- [Exercise description]: Output every record precisely.

++++++++++

PR #3759, opened 2023-01-20
fix!: disable strange autopairs rules

meijieru:
Existing autopairs rules should be opt-in instead of as a default.

### DIFF
--- a/lua/lvim/core/autopairs.lua
+++ b/lua/lvim/core/autopairs.lua
@@ -55,7 +55,6 @@ M.setup = function()
   if not status_ok then
     return
   end
-  local Rule = require "nvim-autopairs.rule"
 
   autopairs.setup {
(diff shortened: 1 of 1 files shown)


LostNeophyte:
these were actually quite annoying for me personally

as for the todo in the code: yes, you can add rules from config.lua
```lua
lvim.builtin.autopairs.on_config_done = function()
  local npairs = require("nvim-autopairs")
  local Rule = require("nvim-autopairs.rule")
  npairs.add_rules({
    Rule("<", ">"),
  })
end
```

LostNeophyte (approved):
LGTM

LostNeophyte:
the rules were added in https://github.com/LunarVim/LunarVim/pull/315 which makes no sense to me

opalmay (approved):

LostNeophyte:
Thanks!

PR #3767, opened 2023-01-22
feat(alpha): add quit button to dashboard

anchal270899:
# Description

Added option to modify the autocommand that declares \<ESC\> as :qa when in filetype=alpha 
Added default as true to alpha.lua's main config, to not have any change to the current settings. 
Added "q to exit" to the alpha (dashboard mode) prompt list to make the q to :qa\<CR\> remap apparent.

## How Has This Been Tested?

- Tested with and without newly added setting `lvim.builtin.alpha.esc_to_quit = true/false` to only change the action if setting is added to personal config.

### DIFF
--- a/lua/lvim/core/alpha.lua
+++ b/lua/lvim/core/alpha.lua
@@ -15,6 +15,7 @@ function M.config()
       opts = { autostart = true },
     },
     active = true,
+    esc_to_quit = true,
     mode = "dashboard",
   }
 end
--- a/lua/lvim/core/alpha.lua
+++ b/lua/lvim/core/alpha.lua
@@ -15,7 +15,6 @@ function M.config()
       opts = { autostart = true },
     },
     active = true,
-    esc_to_quit = true,
     mode = "dashboard",
   }
 end
--- a/lua/lvim/core/autocmds.lua
+++ b/lua/lvim/core/autocmds.lua
@@ -80,11 +80,12 @@ function M.load_defaults()
         group = "_filetype_settings",
         pattern = "alpha",
         callback = function()
-          vim.cmd [[
-            nnoremap <silent> <buffer> q :qa<CR>
+          vim.opt.buflisted = false
+          if lvim.builtin.alpha.esc_to_quit then
+            vim.cmd [[
             nnoremap <silent> <buffer> <esc> :qa<CR>
-            set nobuflisted
           ]]
+          end
         end,
       },
     },
--- a/lua/lvim/core/autocmds.lua
+++ b/lua/lvim/core/autocmds.lua
@@ -82,7 +82,6 @@ function M.load_defaults()
         callback = function()
           vim.cmd [[
             set nobuflisted
-            nnoremap <silent> <buffer> <esc> :qa<CR>
           ]]
         end,
       },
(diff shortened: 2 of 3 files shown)


LostNeophyte (changes requested):
Can you remove the autocmd change and leave the "q to exit" one?

I plan to make all autocommands configurable in the future, I need to figure out the best way to do it, but I think that putting options in `lvim.builtin.plugin` will be problematic

for now you can use 
`vim.api.nvim_clear_autocmds { pattern = "alpha", group = "_filetype_settings" }`
to remove that autocomand

lua/lvim/core/alpha.lua
```diff
@@ -15,6 +15,7 @@ function M.config()
       opts = { autostart = true },
     },
     active = true,
+    esc_to_quit = true,
```
pr-313, line 18:
```suggestion
```

lua/lvim/core/autocmds.lua
```diff
@@ -80,11 +80,12 @@ function M.load_defaults()
         group = "_filetype_settings",
         pattern = "alpha",
         callback = function()
-          vim.cmd [[
-            nnoremap <silent> <buffer> q :qa<CR>
+          vim.opt.buflisted = false
+          if lvim.builtin.alpha.esc_to_quit then
+            vim.cmd [[
```
pr-313, line 85:
```suggestion
          vim.cmd [[
            set nobuflisted
            nnoremap <silent> <buffer> q :qa<CR>
```

lua/lvim/core/autocmds.lua
```diff
@@ -81,10 +81,11 @@ function M.load_defaults()
         pattern = "alpha",
         callback = function()
           vim.cmd [[
+            set nobuflisted
             nnoremap <silent> <buffer> q :qa<CR>
             nnoremap <silent> <buffer> <esc> :qa<CR>
-            set nobuflisted
           ]]
+          end
```
LostNeophyte, line 88:
```suggestion
```

that's a syntax error

lua/lvim/core/autocmds.lua
```diff
@@ -81,10 +81,11 @@ function M.load_defaults()
         pattern = "alpha",
         callback = function()
           vim.cmd [[
+            set nobuflisted
             nnoremap <silent> <buffer> q :qa<CR>
```
LostNeophyte, line 85:
```suggestion
```

you already added it as a button

lua/lvim/core/autocmds.lua
```diff
@@ -81,9 +81,8 @@ function M.load_defaults()
         pattern = "alpha",
         callback = function()
           vim.cmd [[
-            nnoremap <silent> <buffer> q :qa<CR>
-            nnoremap <silent> <buffer> <esc> :qa<CR>
             set nobuflisted
+            nnoremap <silent> <buffer> <esc> :qa<CR>
```
LostNeophyte, line 85: let's just get rid of ESC
```suggestion
```

LostNeophyte (approved):
Thanks!

I removed the ESC keybind completely, it's not that intuitive and `q` is enough

PR #3869, opened 2023-02-18
fix(config-loader): defer invalid configuration warning

LostNeophyte:
before this pr the error message after loading invalid config disappeared after loading the theme and it was easily missed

++++++++++

- [Final answer]:
PR #3759, opened 2023-01-20
fix!: disable strange autopairs rules

meijieru:
Existing autopairs rules should be opt-in instead of as a default.

### DIFF
--- a/lua/lvim/core/autopairs.lua
+++ b/lua/lvim/core/autopairs.lua
@@ -55,7 +55,6 @@ M.setup = function()
   if not status_ok then
     return
   end
-  local Rule = require "nvim-autopairs.rule"
 
   autopairs.setup {
(diff shortened: 1 of 1 files shown)


LostNeophyte:
these were actually quite annoying for me personally

as for the todo in the code: yes, you can add rules from config.lua
```lua
lvim.builtin.autopairs.on_config_done = function()
  local npairs = require("nvim-autopairs")
  local Rule = require("nvim-autopairs.rule")
  npairs.add_rules({
    Rule("<", ">"),
  })
end
```

LostNeophyte (approved):
LGTM

LostNeophyte:
the rules were added in https://github.com/LunarVim/LunarVim/pull/315 which makes no sense to me

opalmay (approved):

LostNeophyte:
Thanks!

PR #3767, opened 2023-01-22
feat(alpha): add quit button to dashboard

anchal270899:
# Description

Added option to modify the autocommand that declares \<ESC\> as :qa when in filetype=alpha 
Added default as true to alpha.lua's main config, to not have any change to the current settings. 
Added "q to exit" to the alpha (dashboard mode) prompt list to make the q to :qa\<CR\> remap apparent.

## How Has This Been Tested?

- Tested with and without newly added setting `lvim.builtin.alpha.esc_to_quit = true/false` to only change the action if setting is added to personal config.

### DIFF
--- a/lua/lvim/core/alpha.lua
+++ b/lua/lvim/core/alpha.lua
@@ -15,6 +15,7 @@ function M.config()
       opts = { autostart = true },
     },
     active = true,
+    esc_to_quit = true,
     mode = "dashboard",
   }
 end
--- a/lua/lvim/core/alpha.lua
+++ b/lua/lvim/core/alpha.lua
@@ -15,7 +15,6 @@ function M.config()
       opts = { autostart = true },
     },
     active = true,
-    esc_to_quit = true,
     mode = "dashboard",
   }
 end
--- a/lua/lvim/core/autocmds.lua
+++ b/lua/lvim/core/autocmds.lua
@@ -80,11 +80,12 @@ function M.load_defaults()
         group = "_filetype_settings",
         pattern = "alpha",
         callback = function()
-          vim.cmd [[
-            nnoremap <silent> <buffer> q :qa<CR>
+          vim.opt.buflisted = false
+          if lvim.builtin.alpha.esc_to_quit then
+            vim.cmd [[
             nnoremap <silent> <buffer> <esc> :qa<CR>
-            set nobuflisted
           ]]
+          end
         end,
       },
     },
--- a/lua/lvim/core/autocmds.lua
+++ b/lua/lvim/core/autocmds.lua
@@ -82,7 +82,6 @@ function M.load_defaults()
         callback = function()
           vim.cmd [[
             set nobuflisted
-            nnoremap <silent> <buffer> <esc> :qa<CR>
           ]]
         end,
       },
(diff shortened: 2 of 3 files shown)


LostNeophyte (changes requested):
Can you remove the autocmd change and leave the "q to exit" one?

I plan to make all autocommands configurable in the future, I need to figure out the best way to do it, but I think that putting options in `lvim.builtin.plugin` will be problematic

for now you can use 
`vim.api.nvim_clear_autocmds { pattern = "alpha", group = "_filetype_settings" }`
to remove that autocomand

lua/lvim/core/alpha.lua
```diff
@@ -15,6 +15,7 @@ function M.config()
       opts = { autostart = true },
     },
     active = true,
+    esc_to_quit = true,
```
pr-313, line 18:
```suggestion
```

lua/lvim/core/autocmds.lua
```diff
@@ -80,11 +80,12 @@ function M.load_defaults()
         group = "_filetype_settings",
         pattern = "alpha",
         callback = function()
-          vim.cmd [[
-            nnoremap <silent> <buffer> q :qa<CR>
+          vim.opt.buflisted = false
+          if lvim.builtin.alpha.esc_to_quit then
+            vim.cmd [[
```
pr-313, line 85:
```suggestion
          vim.cmd [[
            set nobuflisted
            nnoremap <silent> <buffer> q :qa<CR>
```

lua/lvim/core/autocmds.lua
```diff
@@ -81,10 +81,11 @@ function M.load_defaults()
         pattern = "alpha",
         callback = function()
           vim.cmd [[
+            set nobuflisted
             nnoremap <silent> <buffer> q :qa<CR>
             nnoremap <silent> <buffer> <esc> :qa<CR>
-            set nobuflisted
           ]]
+          end
```
LostNeophyte, line 88:
```suggestion
```

that's a syntax error

lua/lvim/core/autocmds.lua
```diff
@@ -81,10 +81,11 @@ function M.load_defaults()
         pattern = "alpha",
         callback = function()
           vim.cmd [[
+            set nobuflisted
             nnoremap <silent> <buffer> q :qa<CR>
```
LostNeophyte, line 85:
```suggestion
```

you already added it as a button

lua/lvim/core/autocmds.lua
```diff
@@ -81,9 +81,8 @@ function M.load_defaults()
         pattern = "alpha",
         callback = function()
           vim.cmd [[
-            nnoremap <silent> <buffer> q :qa<CR>
-            nnoremap <silent> <buffer> <esc> :qa<CR>
             set nobuflisted
+            nnoremap <silent> <buffer> <esc> :qa<CR>
```
LostNeophyte, line 85: let's just get rid of ESC
```suggestion
```

LostNeophyte (approved):
Thanks!

I removed the ESC keybind completely, it's not that intuitive and `q` is enough

PR #3869, opened 2023-02-18
fix(config-loader): defer invalid configuration warning

LostNeophyte:
before this pr the error message after loading invalid config disappeared after loading the theme and it was easily missed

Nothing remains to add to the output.